=== INSTRUCTIONS FOR THE TASK ===
Each line of the data below should be repeated exactly.

-------- TASK INPUTS

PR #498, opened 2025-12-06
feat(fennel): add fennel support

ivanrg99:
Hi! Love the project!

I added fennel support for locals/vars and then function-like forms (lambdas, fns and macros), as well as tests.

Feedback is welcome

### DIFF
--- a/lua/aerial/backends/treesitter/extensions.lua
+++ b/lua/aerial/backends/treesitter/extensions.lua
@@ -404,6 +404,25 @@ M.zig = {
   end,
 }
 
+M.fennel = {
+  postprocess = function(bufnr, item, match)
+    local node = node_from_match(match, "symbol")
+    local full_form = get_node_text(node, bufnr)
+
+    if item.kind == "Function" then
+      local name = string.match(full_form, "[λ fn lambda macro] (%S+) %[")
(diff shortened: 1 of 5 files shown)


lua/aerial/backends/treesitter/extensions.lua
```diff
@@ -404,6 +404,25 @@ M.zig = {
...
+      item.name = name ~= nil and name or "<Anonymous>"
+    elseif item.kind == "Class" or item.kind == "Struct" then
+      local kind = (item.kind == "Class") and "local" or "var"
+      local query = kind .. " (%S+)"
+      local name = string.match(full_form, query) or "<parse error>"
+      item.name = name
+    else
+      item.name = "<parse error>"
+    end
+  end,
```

----------------

=== RESULT OF THE TASK ===
PR #498, opened 2025-12-06
feat(fennel): add fennel support

ivanrg99:
Hi! Love the project!

I added fennel support for locals/vars and then function-like forms (lambdas, fns and macros), as well as tests.

Feedback is welcome

### DIFF
--- a/lua/aerial/backends/treesitter/extensions.lua
+++ b/lua/aerial/backends/treesitter/extensions.lua
@@ -404,6 +404,25 @@ M.zig = {
   end,
 }
 
+M.fennel = {
+  postprocess = function(bufnr, item, match)
+    local node = node_from_match(match, "symbol")
+    local full_form = get_node_text(node, bufnr)
+
+    if item.kind == "Function" then
+      local name = string.match(full_form, "[λ fn lambda macro] (%S+) %[")
(diff shortened: 1 of 5 files shown)


lua/aerial/backends/treesitter/extensions.lua
```diff
@@ -404,6 +404,25 @@ M.zig = {
...
+      item.name = name ~= nil and name or "<Anonymous>"
+    elseif item.kind == "Class" or item.kind == "Struct" then
+      local kind = (item.kind == "Class") and "local" or "var"
+      local query = kind .. " (%S+)"
+      local name = string.match(full_form, query) or "<parse error>"
+      item.name = name
+    else
+      item.name = "<parse error>"
+    end
+  end,
```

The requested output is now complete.